Copy out the data below. Leave nothing out and alter nothing.

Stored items
--------
PR #3023, opened 2023-08-10
add gamma function shims

RalfJung:
needs a rustup to fetch the new declarations in std


tests/pass/intrinsics-math.rs
```diff
@@ -1,5 +1,4 @@
-// SPDX-License-Identifier: MIT OR Apache-2.0
-// SPDX-FileCopyrightText: The Rust Project Developers (see https://thanks.rust-lang.org)
```
RalfJung, line 2: These were some old license headers that we just failed to remove when most of them got removed. The license and copyright holders are the same as for the main repo so they add no information.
--------
**SOLUTION TO THE PROBLEM:**
PR #3023, opened 2023-08-10
add gamma function shims

RalfJung:
needs a rustup to fetch the new declarations in std


tests/pass/intrinsics-math.rs
```diff
@@ -1,5 +1,4 @@
-// SPDX-License-Identifier: MIT OR Apache-2.0
-// SPDX-FileCopyrightText: The Rust Project Developers (see https://thanks.rust-lang.org)
```
RalfJung, line 2: These were some old license headers that we just failed to remove when most of them got removed. The license and copyright holders are the same as for the main repo so they add no information.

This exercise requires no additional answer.